Your story has reminded me that I should at least talk to a fertility specialist. I want to give myself the freedom of options if I ever decide to have kids.

Thanks again for your entry. It was my wake up call.

Anonymous said...

Don't worry my sweet! That sense of loss will melt away the moment your adopted child is placed in your arms, I PROMISE - just ask my Mom. :)

-From one adopted baby to a future adopted mother
(Addie)

Joe.Karen said...

dear erica,

i don't know what to say. i just wanted to let you know that although we've never met, i love you. {{{{hugs}}}}

:)karen

John said...

no words to salve the wounds of loss - only words of warm support.

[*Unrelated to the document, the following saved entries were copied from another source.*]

PR #1808, opened 2021-10-23
Fix for zfs partition deletion

dalto8:
kpmcore uses zfs to destroy the zpool on a zfs partition.

In the case of Calamares, most ISOs don't include zfs or the needed kernel modules.  This means that when Calamares tries to delete an existing zfs partition, it results in error.

This change checks to see if there is working zfs environment.  If there isn't, it uses `sfdisk` to manually delete the partition.  `sfdisk` was chosen since it is used by kpmcore and shouldn't add any additional dependencies.

### DIFF
--- a/src/modules/partition/jobs/DeletePartitionJob.cpp
+++ b/src/modules/partition/jobs/DeletePartitionJob.cpp
@@ -20,6 +20,44 @@
 #include <kpmcore/ops/deleteoperation.h>
 #include <kpmcore/util/report.h>
 
+#include <QCoreApplication>
+
+/** @brief Determine if the given partition is of type Zfs
+ *
+ * Returns true if @p partition is of type Zfs
+ *
+ */
+static bool
+isZfs( Partition* partition )
+{
+    return partition->fileSystem().type() == FileSystem::Type::Zfs;
+}
+
+/** @brief Remove the given partition manually
+ *
+ * Uses sfdisk to remove @p partition.  This should only be used in cases
+ * where using kpmcore to remove the partition would not be appropriate
+ *
+ */
+static Calamares::JobResult
+removePartition( Partition* partition )
+{
+    auto r = CalamaresUtils::System::instance()->runCommand(
+        { "sfdisk", "--delete", "--force", partition->devicePath(), QString::number( partition->number() ) },
+        std::chrono::seconds( 5 ) );
+    if ( r.getExitCode() !=0 || r.getOutput().contains("failed") )
+    {
+        return Calamares::JobResult::error(
+            QCoreApplication::translate( DeletePartitionJob::staticMetaObject.className(), "Deletion Failed" ),
+            QCoreApplication::translate( DeletePartitionJob::staticMetaObject.className(),
+                                         "Failed to delete the partition with output: " )
+                + r.getOutput() );
+    }
+    else
+    {
+        return Calamares::JobResult::ok();
+    }
+}
 
 DeletePartitionJob::DeletePartitionJob( Device* device, Partition* partition )
     : PartitionJob( partition )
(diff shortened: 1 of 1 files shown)


kkofler:
I think this belongs into kpmcore, not Calamares.

dalto8:
> I think this belongs into kpmcore, not Calamares.

It is an interesting question.  Should kpmcore check for zfs presence or should it rely on anyone leveraging the functionality to implement it if they call it?  I am not sure what their position on that is.

Either way, Calamares users will continue to have failed installs in the meantime.

kkofler:
@stikonas: What do you think?

(FYI, @stikonas is the kpmcore maintainer.)

src/modules/partition/jobs/DeletePartitionJob.cpp
```diff
@@ -49,6 +51,29 @@ DeletePartitionJob::prettyStatusMessage() const
 Calamares::JobResult
 DeletePartitionJob::exec()
 {
+    // Special handling for zfs
```
adriaandegroot: Typically I'd split this off into a separate function -- probably a static free function -- so that the overall flow is easier to read; something along the lines of

```
if (isZfs(m_partition)) { return removeZfs(m_partition); }
```

Then bung the rest of this code into those functions.

src/modules/partition/jobs/DeletePartitionJob.cpp
```diff
@@ -49,6 +51,29 @@ DeletePartitionJob::prettyStatusMessage() const
...
+
+        if ( r.getExitCode() != 0 )
+        {
+            r = CalamaresUtils::System::instance()->runCommand( { "sfdisk",
+                                                                  "--delete",
+                                                                  "--force",
+                                                                  m_partition->devicePath(),
+                                                                  QString::number( m_partition->number() ) },
+                                                                std::chrono::seconds( 5 ) );
+            if ( r.getExitCode() != 0 )
```
adriaandegroot: Please use `{ }` around every block (Calamares **has** had bugs because of suggestive indentation and missing braces, and it's made worse by mixing Python and C++ where "suggestive indentation" is "meaningful indentation" half the time).

src/modules/partition/jobs/DeletePartitionJob.cpp
```diff
@@ -49,6 +51,29 @@ DeletePartitionJob::prettyStatusMessage() const
...
+                return Calamares::JobResult::error( "message",
```
adriaandegroot: These are user-visible, so you need to apply `QObject::tr()` to them (if you move this code to a static free function, it becomes a bit wordy, as

```
QCoreApplication::translate( DeletePartitionJob::staticMetaObject.className(), "message" )
```

.. not that I think "message" is a good title for an error message describing the failure to delete a partition.

adriaandegroot (commented):
I share the feeling that this belongs in kpmcore -- you ought to be able to delete a partition even if the FS on that partition is unsupported .. um, hang on. This is weird **anyway** because a partition would typically belong to a pool, not to a single ZFS filesystem. OTOH, it'd be nice to have delete-ZFS-partition working even before a new kpmcore release.

There's comments on the code, though, regardless of whether this belongs here or not.

stikonas:
> @stikonas: What do you think?
> 
> (FYI, @stikonas is the kpmcore maintainer.)

Yes, I think it would be good to get this into KPMcore. KPMcore releases are fairly frequent these days. Next release is in December and feature freeze is 12 November.

dalto8:
> > @stikonas: What do you think?
> > (FYI, @stikonas is the kpmcore maintainer.)
> 
> Yes, I think it would be good to get this into KPMcore. 

Probably not the right place to have this discussion, but I don't think kpmcore should need to do anything this complicated.  Since kpmcore can't understand intention, it should alwyas just delete the partition and not worry about the fact that it is a zfs partition.  What it currently does, forcibly destroying a zpool based on the partition label is unbelievably dangerous.  What if someone is trying to delete a partition that is part of a mirror or raid set and not expecting the entire pool to be destroyed?  Worse, what if the partition is one that has been removed from the pool and still has the label of the pool?

I am not that familiar with kpmcore but I guess that would be just removing the `remove()` function from the zfs implementation and letting the base class handle the remove?

stikonas:
> > > @stikonas: What do you think?
> > > (FYI, @stikonas is the kpmcore maintainer.)
> > 
> > 
> > Yes, I think it would be good to get this into KPMcore.
> 
> Probably not the right place to have this discussion, but I don't think kpmcore should need to do anything this complicated. Since kpmcore can't understand intention, it should alwyas just delete the partition and not worry about the fact that it is a zfs partition. What it currently does, forcibly destroying a zpool based on the partition label is unbelievably dangerous. What if someone is trying to delete a partition that is part of a mirror or raid set and not expecting the entire pool to be destroyed? Worse, what if the partition is one that has been removed from the pool and still has the label of the pool?
> 
> I am not that familiar with kpmcore but I guess that would be just removing the `remove()` function from the zfs implementation and letting the base class handle the remove?

I don't remember why exactly there is zpool destruction. But It looks like it is indeed too much. But maybe there was an issue that if zpool if active then `remove()` failed. But I am not really familiar with ZFS, so I might be saying nonsense.

adriaandegroot:
This discussion suggests that what Calamares should do is **ignore** the current KPMCore implementation and always use the `sfdisk remove` approach here (e.g. we can lose the "zpool status" check). That will damage the pool, but avoid whatever thing kpmcore is doing with the pool as a whole.

dalto8:
Let me know if this is more inline with what you were thinking.

stikonas:
And `kpmcore` is now switched to just remove partition without messing up with pools.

be strong, and i keep you in my thoughts - especially these days when parallel worlds seem to collide in a multitude of ways.

Giselle said...

Oh, sweetie! I am here thinking of you...praying for you...

Te quiero mucho,

g

Anonymous said...

Erica,
What a tragic loss. I can only respon with something my grandmother used to say to me. When god closes one door God opens many in exchange. My wife was adopted. If it wasn't for one of the most unselfish acts of two great parents I would have never met the love of my life. Keep the faith and one day you will have 4 children who love and adore you.

Anonymous said...

We've never met, but I have followed your blog and send many good wishes your way. I have experienced a loss like this--not because of cancer, but because of miscarriage. And I want to say that there is no sorrow like this. It is very deep. Yet, your relationship to it will change when you hold your first child. May that day come soon and may you love and care for her or him (and then three more little ones) in good health.

Gioia said...

My dearest E, every child in this world could only hope to have a mother so strong, wise and good as you. The one (or the four?) that you will find - and that will need someone like you so much - will be the luckiest little beings... You in my thoughts every minute. LOVE.

artineh said...

I am just remembering what you said when we were up there visiting and how excited you still were at the thought of having children. I'm so sorry to hear this final word on it, but adoption must be wonderful, just in a different way. You will be the best mother all the same. Bradjelina will have nothing on you!